Tim Duy's Fed Watch: Soft Jobs Report Likely Welcomed by Fed

Tim Duy explains how the Fed will interpret the "soft jobs report" for April in his latest Fed Watch:

Soft Jobs Report Likely Welcomed by Fed, by Tim Duy: The April employment report came in on the soft side of already low expectations (and, giving credit where it is due, pretty much in line with the ADP read on private payrolls). This data, taken by itself, suggests the Fed can breathe easier on the inflation front, setting the stage for a policy shift. But the impact on Fed policy, however will depend on a.) how much it differs from policymakers’ expectations, b.) how much they view it as lagging data and c.) how they read in the rest of the week’s data. The latter point is particularly important in light of a number of more positive data released during the week. On net, Fed decision makers have reason to believe that their forecast continues to play out largely according to plan. This suggests that policy continues to remain on hold in the near future.

To date, the strength of the labor market has come as a surprise to Fed officials. I believe they (reasonably) expected numbers closer to the April figure. And policy rarely hinges on a single month’s data. The soft numbers will be viewed in light of the strong number the previous month, leading the Fed to focus on the three month average of 118k, pretty much the middle of the range consistent with a steady unemployment rate (Fed officials have said that number could be 100k, while some analysts stick the 150k figure that was once the conventional wisdom). Moreover, the Fed will likely look at numbers and conclude that negative job growth is heavily concentrated in housing related sectors (construction and financial activities). They will couple that observation with the flat trend in initial unemployment claims and conclude they are getting just what they want – a softening labor market that lacks the rapid rise in layoffs consistent with recessions.

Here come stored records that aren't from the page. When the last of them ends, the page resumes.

PR #144, opened 2020-10-02
userintr.c: removed compiler warning for TARGET != RISCV64

kemonats:


pawelpisarczyk:
I did the same in parallel, so I close this PR.

PR #149, opened 2020-10-07
armv7m: add hal_interruptsFeatures() for both imxrt and stm32.

HBuczynski:


hal/armv7m/imxrt/interrupts.c
```diff
@@ -147,6 +147,15 @@ int hal_interruptsDeleteHandler(intr_handler_t *h)
 }
 
 
+char *hal_interruptsFeatures(char *features, unsigned int len)
+{
+	hal_memcpy(features, "Using NVIC interrupt controller", min(32, len));
```
agkaminski, line 152: If we used hal_strncpy here we wouldn't need to count length of the string manually

PR #151, opened 2020-10-09
riscv64: fixed Qemu 5.1.50 DTB parsing, added helper function for pri…

Maxez:
…nting DTB nodes

### DIFF
--- a/hal/riscv64/dtb.c
+++ b/hal/riscv64/dtb.c
@@ -129,13 +129,34 @@ int dtb_parseMemory(void *dtb, u32 si, u32 l)
 }
 
 
+static void dtb_print(char *s) {
+	while (*s != 0) {
+		__asm__ (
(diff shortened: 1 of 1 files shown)


hal/riscv64/dtb.c
```diff
@@ -144,31 +165,35 @@ void dtb_parse(void *arg, void *dtb)
...
 		if (token == 1) {
+			// char buff[2] = " ";
+			// dtb_print(dtb);
+			// dtb_print(" ");
+			// buff[0] = '0' + d;
+			// dtb_print(buff);
+			// dtb_print(" ");
+			// buff[0] = '0' + state;
+			// dtb_print(buff);
+			// dtb_print("\n");
```
Maxez, line 184: Helper code for printing DTB nodes (in format: node depth state).

PR #156, opened 2020-11-24
multimaps: fix getting shared maps and bss max adress calculation for imxrt10xx

HBuczynski:


vm/map.c
```diff
@@ -1052,10 +1052,10 @@ void vm_mapGetStats(size_t *allocsz)
 vm_map_t *vm_getSharedMap(syspage_program_t *prog)
 {
 #ifdef NOMMU
-	if (prog->dmap <= 0 || prog->dmap > 16)
+	if (prog->dmap < 0 || prog->dmap > 16)
```
agkaminski, line 1055: prog->dmap >= 16)

PR #649, opened 2025-05-19
Coredump: implementation on MMU targets

etiaro:
## Description

Implement configurable dumping of serialized memory, registers and metadata on a fault that allows for post-mortem debugging of crashed process using GDB after [parsing on host machine](https://github.com/phoenix-rtos/phoenix-rtos-hostutils/pull/58).

## Motivation and Context

[RTOS-1043](https://jira.phoenix-rtos.com/browse/RTOS-1043) Research core dump and backtrace techniques
[RTOS-1049](https://jira.phoenix-rtos.com/browse/RTOS-1049) Implement core dump on MMU targets

<details>
  <summary>Example coredump log</summary>
  
  This is the most minimalistic coredump example (only stack memory and registers, one thread), generated on ia32.
  Allows for backtrace and shows all stack variables in GDB.
  
  ```javascript
  _____________COREDUMP_START_____________
  /usr/bin/coredump_test: 14 #PF
f0VMRgEBAf4JAAQAAwAB/gcANP4LADQAIAAC/gcABAAAAHT+CwAkAQAAJAH+CgABAAAAmAEAAIxf/gYAdAAAAHQAAAAG/gcABQAAAJAAAAABAAAAQ09SRf4QAA7+CwAn/kcAeFY0EiMAAAAjAAAAIwAAADP+BwBchAQIGwAAAEYyAACMXwAAI/4HAAUAAABsAAAAAgAAAENPUkX+BAB/AwAAIAEAAP//AAAAhAQIGwAAAIxfAAAj/jwAgABA/gUAZmbIBED+BQBmZsgEQDL+CwB/D38D/ggAMv4HAHhWNBL+CABmZshCmv4Fmck//hAA+CAAALiIBAj+IAD4IAAAY9k7lA==
  ______________COREDUMP_END______________
  ```
  
</details>

## Types of changes

## How Has This Been Tested?

- [x] Tested by hand on: ia32-qemu, riscv64-qemu, armv7a9-zynq7000-qemu

## Checklist:

## Special treatment

### DIFF
--- a/hal/armv7a/exceptions.c
+++ b/hal/armv7a/exceptions.c
@@ -19,6 +19,7 @@
 #include "hal/console.h"
 #include "hal/string.h"
 #include "include/mman.h"
+#include "proc/elf.h"
 
 
 #define EXC_ASYNC_EXTERNAL      0x16
@@ -49,18 +50,23 @@ struct {
 enum { exc_reset = 0, exc_undef, exc_svc, exc_prefetch, exc_abort };
 
 
-void hal_exceptionsDumpContext(char *buff, exc_context_t *ctx, int n)
+const char *hal_exceptionMnemonic(int n)
 {
 	static const char *const mnemonics[] = {
-		"0 #Reset",       "1 #Undef",    "2 #Syscall",    "3 #Prefetch",
-		"4 #Abort",       "5 #Reserved", "6 #FIRQ",       "7 #IRQ"
+		"0 #Reset", "1 #Undef", "2 #Syscall", "3 #Prefetch",
+		"4 #Abort", "5 #Reserved", "6 #FIRQ", "7 #IRQ"
 	};
+
+	return mnemonics[n & 0x7];
+}
+
+
+void hal_exceptionsDumpContext(char *buff, exc_context_t *ctx, int n)
+{
 	size_t i = 0;
 
-	n &= 0x7;
-
 	hal_strcpy(buff, "\nException: ");
-	hal_strcpy(buff += hal_strlen(buff), mnemonics[n]);
+	hal_strcpy(buff += hal_strlen(buff), hal_exceptionMnemonic(n));
 	hal_strcpy(buff += hal_strlen(buff), "\n");
 	buff += hal_strlen(buff);
 
@@ -231,4 +237,84 @@ void _hal_exceptionsInit(void)
 	exceptions.undefHandler = exceptions_defaultHandler;
 	exceptions.abortHandler = exceptions_defaultHandler;
 	exceptions.defaultHandler = exceptions_defaultHandler;
+}
+
+
+cpu_context_t *hal_excToCpuCtx(exc_context_t *ctx)
+{
+	return &ctx->cpuCtx;
+}
+
+
+void hal_coredumpGRegset(void *buff, cpu_context_t *ctx)
+{
+	u32 *regs = (u32 *)buff;
+	*(regs++) = ctx->r0;
+	*(regs++) = ctx->r1;
+	*(regs++) = ctx->r2;
+	*(regs++) = ctx->r3;
+	*(regs++) = ctx->r4;
+	*(regs++) = ctx->r5;
+	*(regs++) = ctx->r6;
+	*(regs++) = ctx->r7;
+	*(regs++) = ctx->r8;
+	*(regs++) = ctx->r9;
+	*(regs++) = ctx->r10;
+	*(regs++) = ctx->fp;
+	*(regs++) = ctx->ip;
+	*(regs++) = ctx->sp;
+	*(regs++) = ctx->lr;
+	*(regs++) = ctx->pc;
+	*(regs++) = ctx->psr;
+}
+
+
+void hal_coredumpThreadAux(void *buff, cpu_context_t *ctx)
+{
+	static const char ARMVFP_NAME[] = "LINUX";
+	Elf32_Nhdr nhdr;
+	nhdr.n_namesz = sizeof(ARMVFP_NAME);
+	nhdr.n_descsz = sizeof(ctx->freg) + sizeof(ctx->fpsr);
+	nhdr.n_type = NT_ARM_VFP;
+	hal_memcpy(buff, &nhdr, sizeof(nhdr));
+	buff = (char *)buff + sizeof(nhdr);
+	hal_memcpy(buff, ARMVFP_NAME, sizeof(ARMVFP_NAME));
+	buff = (char *)buff + ((sizeof(ARMVFP_NAME) + 3) & ~3);
+	hal_memcpy(buff, ctx->freg, sizeof(ctx->freg));
+	buff = (char *)buff + sizeof(ctx->freg);
+	hal_memcpy(buff, &ctx->fpsr, sizeof(ctx->fpsr));
+}
+
+
+#define COMPAT_HWCAP_VFP   (1 << 6)
+#define COMPAT_HWCAP_NEON  (1 << 12)
+#define COMPAT_HWCAP_VFPv3 (1 << 13)
+#define HWCAP_VFPv3        (COMPAT_HWCAP_VFP | COMPAT_HWCAP_NEON | COMPAT_HWCAP_VFPv3)
+
+#define AT_HWCAP 16
+#define AT_NULL  0
+
+
+void hal_coredumpGeneralAux(void *buff)
+{
+	static const char AUXV_NAME[] = "CORE";
+	Elf32_Nhdr nhdr;
+	struct {
+		u32 a_type;
+		u32 a_val;
+	} auxv[2];
+
+	nhdr.n_namesz = sizeof(AUXV_NAME);
+	nhdr.n_descsz = sizeof(auxv);
+	nhdr.n_type = NT_AUXV;
+	hal_memcpy(buff, &nhdr, sizeof(nhdr));
+	buff = (char *)buff + sizeof(nhdr);
+	hal_memcpy(buff, AUXV_NAME, sizeof(AUXV_NAME));
+	buff = (char *)buff + ((sizeof(AUXV_NAME) + 3) & ~3);
+
+	auxv[0].a_type = AT_HWCAP;
+	auxv[0].a_val = HWCAP_VFPv3;
+	auxv[1].a_type = AT_NULL;
+	auxv[1].a_val = 0;
+	hal_memcpy(buff, auxv, sizeof(auxv));
 }
--- a/hal/ia32/exceptions.c
+++ b/hal/ia32/exceptions.c
@@ -23,6 +23,7 @@
 
 #include "include/mman.h"
 #include "include/errno.h"
+#include "proc/elf.h"
 
 
 /* Exception stubs */
@@ -112,18 +113,23 @@ ptr_t hal_exceptionsPC(exc_context_t *ctx)
 }
 
 
-void hal_exceptionsDumpContext(char *buff, exc_context_t *ctx, int n)
+const char *hal_exceptionMnemonic(int n)
 {
 	static const char *const mnemonics[] = {
-		"0 #DE",  "1 #DB",  "2 #NMI", "3 #BP",      "4 #OF",  "5 #BR",  "6 #UD",  "7 #NM",
-		"8 #BF",  "9 #",    "10 #TS", "11 #NP",     "12 #SS", "13 #GP", "14 #PF", "15 #",
-		"16 #MF", "17 #AC", "18 #MC", "19 #XM/#XF", "20 #VE", "21 #",   "22 #",   "23 #",
-		"24 #",   "25 #",   "26 #",   "27 #",       "28 #",   "29 #",   "30 #SE", "31 #" };
+		"0 #DE", "1 #DB", "2 #NMI", "3 #BP", "4 #OF", "5 #BR", "6 #UD", "7 #NM",
+		"8 #BF", "9 #", "10 #TS", "11 #NP", "12 #SS", "13 #GP", "14 #PF", "15 #",
+		"16 #MF", "17 #AC", "18 #MC", "19 #XM/#XF", "20 #VE", "21 #", "22 #", "23 #",
+		"24 #", "25 #", "26 #", "27 #", "28 #", "29 #", "30 #SE", "31 #"
+	};
 
+	return mnemonics[n & 0x1f];
+}
+
+
+void hal_exceptionsDumpContext(char *buff, exc_context_t *ctx, int n)
+{
 	size_t i = 0;
 	u32 ss;
-
-	n &= 0x1f;
 
 	/* clang-format off */
 	__asm__ volatile(
@@ -135,7 +141,7 @@ void hal_exceptionsDumpContext(char *buff, exc_context_t *ctx, int n)
 	/* clang-format on */
 
 	hal_strcpy(buff, "\nException: ");
-	hal_strcpy(buff += hal_strlen(buff), mnemonics[n]);
+	hal_strcpy(buff += hal_strlen(buff), hal_exceptionMnemonic(n));
 	hal_strcpy(buff += hal_strlen(buff), "\n");
 	buff += hal_strlen(buff);
 
@@ -300,4 +306,53 @@ __attribute__ ((section (".init"))) void _hal_exceptionsInit(void)
 	exceptions.handlers[7] = exceptions_exc7_handler;
 
 	return;
+}
+
+
+cpu_context_t *hal_excToCpuCtx(exc_context_t *ctx)
+{
+	return &ctx->cpuCtx;
+}
+
+
+void hal_coredumpGRegset(void *buff, cpu_context_t *ctx)
+{
+	u32 *regs = (u32 *)buff;
+	*(regs++) = ctx->ebx;
+	*(regs++) = ctx->ecx;
+	*(regs++) = ctx->edx;
+	*(regs++) = ctx->esi;
+	*(regs++) = ctx->edi;
+	*(regs++) = ctx->ebp;
+	*(regs++) = ctx->eax;
+	*(regs++) = ctx->ds;
+	*(regs++) = ctx->es;
+	*(regs++) = ctx->fs;
+	*(regs++) = ctx->gs;
+	*(regs++) = 0;
+	*(regs++) = ctx->eip;
+	*(regs++) = ctx->cs;
+	*(regs++) = ctx->eflags;
+	*(regs++) = ctx->esp;
+	*(regs++) = ctx->ss;
+}
+
+
+void hal_coredumpThreadAux(void *buff, cpu_context_t *ctx)
+{
+	static const char FPREGSET_NAME[] = "CORE";
+	Elf32_Nhdr nhdr;
+	nhdr.n_namesz = sizeof(FPREGSET_NAME);
+	nhdr.n_descsz = sizeof(ctx->fpuContext);
+	nhdr.n_type = NT_FPREGSET;
+	hal_memcpy(buff, &nhdr, sizeof(nhdr));
+	buff = (char *)buff + sizeof(nhdr);
+	hal_memcpy(buff, FPREGSET_NAME, sizeof(FPREGSET_NAME));
+	buff = (char *)buff + ((sizeof(FPREGSET_NAME) + 3) & ~3);
+	hal_memcpy(buff, &ctx->fpuContext, sizeof(ctx->fpuContext));
+}
+
+
+void hal_coredumpGeneralAux(void *buff)
+{
 }
--- a/hal/riscv64/exceptions.c
+++ b/hal/riscv64/exceptions.c
@@ -20,6 +20,7 @@
 #include "hal/string.h"
 
 #include "include/mman.h"
+#include "proc/elf.h"
 
 #define SIZE_EXCEPTIONS 16
 
@@ -31,10 +32,8 @@ static struct {
 } exceptions_common;
 
 
-void hal_exceptionsDumpContext(char *buff, exc_context_t *ctx, int n)
+const char *hal_exceptionMnemonic(int n)
 {
-	unsigned int i = 0;
-
 	static const char *mnemonics[] = {
 		"0 Instruction address missaligned", "1 Instruction access fault", "2 Illegal instruction", "3 Breakpoint",
 		"4 Reserved", "5 Load access fault", "6 AMO address misaligned", "7 Store/AMO access fault",
@@ -42,10 +41,16 @@ void hal_exceptionsDumpContext(char *buff, exc_context_t *ctx, int n)
 		"12 Instruction page fault", "13 Load page fault", "14 Reserved", "15 Store/AMO page fault"
 	};
 
-	n &= 0xf;
+	return mnemonics[n & 0xf];
+}
+
+
+void hal_exceptionsDumpContext(char *buff, exc_context_t *ctx, int n)
+{
+	unsigned int i = 0;
 
 	hal_strcpy(buff, "\nException: ");
-	hal_strcpy(buff += hal_strlen(buff), mnemonics[n]);
+	hal_strcpy(buff += hal_strlen(buff), hal_exceptionMnemonic(n));
 	hal_strcpy(buff += hal_strlen(buff), "\n");
 	buff += hal_strlen(buff);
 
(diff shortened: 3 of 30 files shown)


hal/armv7a/exceptions.c
```diff
@@ -49,18 +50,24 @@ struct {
 enum { exc_reset = 0, exc_undef, exc_svc, exc_prefetch, exc_abort };
 
 
-void hal_exceptionsDumpContext(char *buff, exc_context_t *ctx, int n)
+const char *hal_exceptionMnemonic(int n)
```
agkaminski, line 53: As this is an external HAL API, perhaps `n` should be sanitized

hal/armv7a/exceptions.c
```diff
@@ -232,3 +239,84 @@ void _hal_exceptionsInit(void)
...
+	*(regs++) = ctx->r8;
+	*(regs++) = ctx->r9;
+	*(regs++) = ctx->r10;
+	*(regs++) = ctx->fp;
+	*(regs++) = ctx->ip;
+	*(regs++) = ctx->sp;
+	*(regs++) = ctx->lr;
+	*(regs++) = ctx->pc;
+	*(regs++) = ctx->psr;
+}
```
agkaminski, line 270:
```suggestion
}


```

hal/armv7a/exceptions.c
```diff
@@ -232,3 +239,84 @@ void _hal_exceptionsInit(void)
...
+void hal_coredumpThreadAux(void *buff, cpu_context_t *ctx)
+{
+	const char ARMVFP_NAME[] = "LINUX";
+	Elf32_Nhdr nhdr;
+	nhdr.n_namesz = sizeof(ARMVFP_NAME);
+	nhdr.n_descsz = sizeof(ctx->freg) + sizeof(ctx->fpsr);
+	nhdr.n_type = NT_ARM_VFP;
+	hal_memcpy(buff, &nhdr, sizeof(nhdr));
+	buff += sizeof(nhdr);
```
agkaminski, line 279: `void *` arithmetic, applies in other places too
```suggestion
	buff = (char *)buff + sizeof(nhdr);
```

hal/armv7a/exceptions.c
```diff
@@ -232,3 +239,84 @@ void _hal_exceptionsInit(void)
...
+	Elf32_Nhdr nhdr;
+	nhdr.n_namesz = sizeof(AUXV_NAME);
+	nhdr.n_descsz = sizeof(elf_auxv_t) * 2;
+	nhdr.n_type = NT_AUXV;
+	hal_memcpy(buff, &nhdr, sizeof(nhdr));
+	buff += sizeof(nhdr);
+	hal_memcpy(buff, AUXV_NAME, sizeof(AUXV_NAME));
+	buff += (sizeof(AUXV_NAME) + 3) & ~3;
+
+	elf_auxv_t auxv[2];
```
agkaminski, line 315: Keep var declaration at the beginning of the file

hal/ia32/exceptions.c
```diff
@@ -301,3 +309,55 @@ __attribute__ ((section (".init"))) void _hal_exceptionsInit(void)
...
+{
+	u32 *regs = (u32 *)buff;
+	*(regs++) = ctx->ebx;
+	*(regs++) = ctx->ecx;
+	*(regs++) = ctx->edx;
+	*(regs++) = ctx->esi;
+	*(regs++) = ctx->edi;
+	*(regs++) = ctx->ebp;
+	*(regs++) = ctx->eax;
+	;
```
agkaminski, line 330:
```suggestion

```

hal/ia32/exceptions.c
```diff
@@ -301,3 +309,55 @@ __attribute__ ((section (".init"))) void _hal_exceptionsInit(void)
...
+	*(regs++) = ctx->ds;
+	*(regs++) = ctx->es;
+	*(regs++) = ctx->fs;
+	*(regs++) = ctx->gs;
+	;
```
agkaminski, line 335:
```suggestion

```

hal/riscv64/exceptions.c
```diff
@@ -246,3 +252,71 @@ __attribute__((section(".init"))) void _hal_exceptionsInit(void)
...
+cpu_context_t *hal_excToCpuCtx(exc_context_t *ctx)
+{
+	return ctx;
+}
+
+
+void hal_coredumpGRegset(void *buff, cpu_context_t *ctx)
+{
+	u64 *regs = (u64 *)buff;
+
```
agkaminski, line 266:
```suggestion
```

agkaminski (commented):
Partial review, will tackle the rest later

hal/armv7a/exceptions.c
```diff
@@ -49,18 +50,28 @@ struct {
...
+	}
+	return mnemonics[n];
+}
+
+
+void hal_exceptionsDumpContext(char *buff, exc_context_t *ctx, int n)
+{
 	size_t i = 0;
 
 	n &= 0x7;
```
kemonats, line 71: This line is unnecessary.
You check in lines 60-62.

hal/armv7a/exceptions.c
```diff
@@ -232,3 +243,85 @@ void _hal_exceptionsInit(void)
...
+	*(regs++) = ctx->pc;
+	*(regs++) = ctx->psr;
+}
+
+
+void hal_coredumpThreadAux(void *buff, cpu_context_t *ctx)
+{
+	const char ARMVFP_NAME[] = "LINUX";
+	Elf32_Nhdr nhdr;
+	nhdr.n_namesz = sizeof(ARMVFP_NAME);
```
kemonats, line 281: With `nul` char ?

hal/armv7a/exceptions.c
```diff
@@ -232,3 +243,85 @@ void _hal_exceptionsInit(void)
...
+
+
+void hal_coredumpGeneralAux(void *buff)
+{
+	const char AUXV_NAME[] = "CORE";
+	Elf32_Nhdr nhdr;
+	elf_auxv_t auxv[2];
+
+	nhdr.n_namesz = sizeof(AUXV_NAME);
+	nhdr.n_descsz = sizeof(elf_auxv_t) * 2;
```
kemonats, line 315: better
```suggestion
	nhdr.n_descsz = sizeof(auxv);
```

hal/armv7a/exceptions.c
etiaro: Yes, that's how it's done in linux kernel

hal/armv7a/exceptions.c
etiaro: I don't know if there can't be some other information encoded in higher bits, if not here then on other architectures. Will move this to line 60 and get rid of if statement.

proc/coredump.c
```diff
@@ -0,0 +1,518 @@
...
+#include "coredump.h"
+#include "arch/cpu.h"
+#include "arch/exceptions.h"
+#include "hal/exceptions.h"
+#include "log/log.h"
+#include "proc/elf.h"
+#include "proc/process.h"
+#include <stddef.h>
+
+#ifdef COREDUMP
```
agkaminski, line 25: Perhaps we could add whole .c or .o to the build process instead of global ifdef?

Side note - name is kinda too generic, there's a change of collision. `PROC_` prefix might be a good idea

proc/coredump.c
```diff
@@ -0,0 +1,518 @@
...
+typedef Elf32_Nhdr Elf_Nhdr;
+typedef Elf32_Addr Elf_Addr;
+#define ELFCLASS ELFCLASS32
+#else
+typedef Elf64_Ehdr Elf_Ehdr;
+typedef Elf64_Phdr Elf_Phdr;
+typedef Elf64_Nhdr Elf_Nhdr;
+typedef Elf64_Addr Elf_Addr;
+#define ELFCLASS ELFCLASS64
+#endif
```
agkaminski, line 52: Not ideal, we can often in theory run 32 bit apps on 64 bit kernel

proc/coredump.c
```diff
@@ -0,0 +1,518 @@
...
+
+	u32 b64_buf;
+	int b64_bits;
+
+	u8 rle_last;
+	size_t rle_count;
+
+	u32 crc32;
+} coredump_state_t;
+
```
agkaminski, line 94:
```suggestion


```

proc/coredump.c
```diff
@@ -0,0 +1,518 @@
...
+{
+	size_t i;
+	for (i = 0; i < len; i++) {
+		state->outBuf[state->outCur++] = data[i];
+		if (state->outCur == sizeof(state->outBuf) - 1) {
+			state->outBuf[state->outCur] = '\0';
+			coredump_write(state->outBuf, state->outCur);
+			state->outCur = 0;
+		}
+	}
```
agkaminski, line 116: memcpy would be better, we can calculate if it fits a priori

proc/coredump.c
```diff
@@ -0,0 +1,518 @@
...
+	coredump_write(textBuff, i);
+	vm_kfree(textBuff);
+}
+
+
+static void coredump_encodeChunk(coredump_state_t *state, const u8 *buf, size_t len)
+{
+	size_t i = 0;
+	size_t b;
+	while (i < len) {
```
agkaminski, line 180: This should be `for`

proc/coredump.c
```diff
@@ -0,0 +1,518 @@
...
+
+	process = proc_current()->process;
+
+	/*
+	Ensure for dumped process that:
+	- saved context is coherent with stack memory,
+	- thread count, section count are fixed,
+	while the rest of the processes can run freely.
+	*/
+	proc_freeze(process);
```
agkaminski, line 479: As we discussed - freezing shouldn't be really needed, as we have to kill the whole process anyway

proc/coredump.c
```diff
@@ -0,0 +1,518 @@
...
+			align4(sizeof(PRSTATUS_NAME)) +
+			sizeof(elf_prstatus) +
+			SIZE_COREDUMP_GREGSET +
+			SIZE_COREDUMP_THREADAUX;
+	const size_t NOTES_SIZE = SIZE_COREDUMP_GENAUX + threadCnt * (THREAD_NOTES_SIZE);
+	size_t currentOffset;
+	size_t stackSize;
+	void *userSp;
+	map_entry_t *e;
+	size_t i;
```
lukileczo, line 382: In some `#define` configurations, some variables and functions in this file are unused - please check compilation warnings with different cases

proc/coredump.c
```diff
@@ -0,0 +1,518 @@
...
+
+#endif /* COREDUMP */
+
+void coredump_dump(unsigned int n, exc_context_t *ctx)
+{
+#ifndef COREDUMP
+	return;
+#else
+
+	char buff[CORE_BUF_SIZE_MAX];
```
lukileczo, line 462: You write to this buffer by words/double words, not all targets support possibly unaligned accesses

```suggestion
	char buff[CORE_BUF_SIZE_MAX] __attribute__((aligned(8)));
```

proc/coredump.c
agkaminski: Ack

proc/coredump.c
etiaro: I understand that this is an exception from the rule about defining variables at the begining of the function, just like [here](https://github.com/phoenix-rtos/phoenix-rtos-kernel/blob/6ba3e4112ed11284fa0653471f26216022391370/proc/userintr.c#L121)?

lukileczo: Probably, second option is adding `#else` and casting e.g. `(void)i` - like [here](https://github.com/phoenix-rtos/phoenix-rtos-kernel/blob/3e4df5def19d280a33b892f37adbe6bf2495b7fa/proc/process.c#L1052). Maybe @agkaminski has stronger preference for either solution?

agkaminski: Casting to `(void)` in `else` path is ok

etiaro: It gets a little dense with all these defines. 
Maybe it'll be better to create some static constants at the beginning of the file and writing regular if statements instead of #ifdef ?
Ultimately, we want to use some kind of runtime config, but for now there's no such thing

lukileczo: Quick thought, maybe there's a better solution:
- `#define` the options as values: `#define COREDUMP_MEM_ALL 1`, `#define COREDUMP_MEM_ALL_STACKS 2`
- add config parameter to functions, e.g. `void coredump_dump(unsigned int n, exc_context_t *ctx, int dumpOpt)`
- `#define` the `dumpOpt` - e.g. in build system `#define COREDUMP_OPT COREDUMP_MEM_ALL`
- change the `#ifdef` to regular `if`

Then you get closer to runtime configurability and remove the `#ifdefs` altogether.

etiaro: Yeah, sounds good to me

proc/coredump.c
```diff
@@ -0,0 +1,614 @@
...
+}
+
+
+void coredump_dump(unsigned int n, exc_context_t *ctx)
+{
+	char buff[CORE_BUF_SIZE_MAX] __attribute__((aligned(8)));
+	coredump_threadinfo_t threadInfo[PROC_COREDUMP_THREADS_NUM];
+	size_t segCnt;
+	size_t threadCnt;
+	coredump_state_t state;
```
adamgreloch, line 545: `buff`, `threadInfo` and `state` structs seem quite heavy for keeping them on stack. Is it possible (w.r.t. `coredump_dump()` concurrency) to move them to global `struct {} coredump_common` since their sizes are static?

proc/coredump.c
```diff
@@ -0,0 +1,614 @@
...
+	size_t i;
+
+	process = proc_current()->process;
+
+	/*
+	Ensure for dumped process that:
+	- saved context is coherent with stack memory,
+	- thread count, section count are fixed,
+	while the rest of the processes can run freely.
+	*/
```
adamgreloch:
```suggestion
	/*
	 * Ensure for dumped process that:
	 * - saved context is coherent with stack memory,
	 * - thread count, section count are fixed,
	 * while the rest of the processes can run freely.
	 */
```

proc/coredump.c
```diff
@@ -0,0 +1,614 @@
...
+ *
+ * Operating system kernel
+ *
+ * Process coredump
+ *
+ * Copyright 2025 Phoenix Systems
+ * Author: Jakub Klimek
+ *
+ * This file is part of Phoenix-RTOS.
+ *
```
adamgreloch: Nitpick, but this part is no longer necessary for new files

proc/coredump.c
etiaro: They probably wont be static in the future (when some runtime configuration will be possible).
Keeping them on stack is inspired by process_dumpException in process.c.

adamgreloch: Ack

etiaro:
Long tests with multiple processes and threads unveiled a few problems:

A shorter work week and slower wages gains will also ease lingering inflationary concerns. Along those lines, the stronger than expected productivity report will ease concerns that growth in that key variable is slowing. Still, one quarter by itself is not sufficient to close the book on that story. The debate goes on, with Dean Baker looking for a reversal in Q2 while Brad DeLong says the productivity slowdown is the temporary result of lagging job destruction in the construction sector.

One would think the labor report, along with the recent readings on core inflation, would give the Fed cover to switch to a more obviously neutral bias. But these are lagging indicators, and this Fed remains committed to a forward looking policy stance. And this is where some recent data appear to stand in the way of a significant change in the policy statement. The manufacturing ISM report came in unquestionably strong across the board. Particularly notable were the 6.9pp gain in new orders and a 7.5pp gain in backlogs. Just a fluke? Perhaps – from Bloomberg:

The index is unlikely to sustain these levels in coming months, said Norbert J. Ore, chairman of ISM's manufacturing survey. Housing-related demand improved from very depressed levels, contributing to the gain, he said.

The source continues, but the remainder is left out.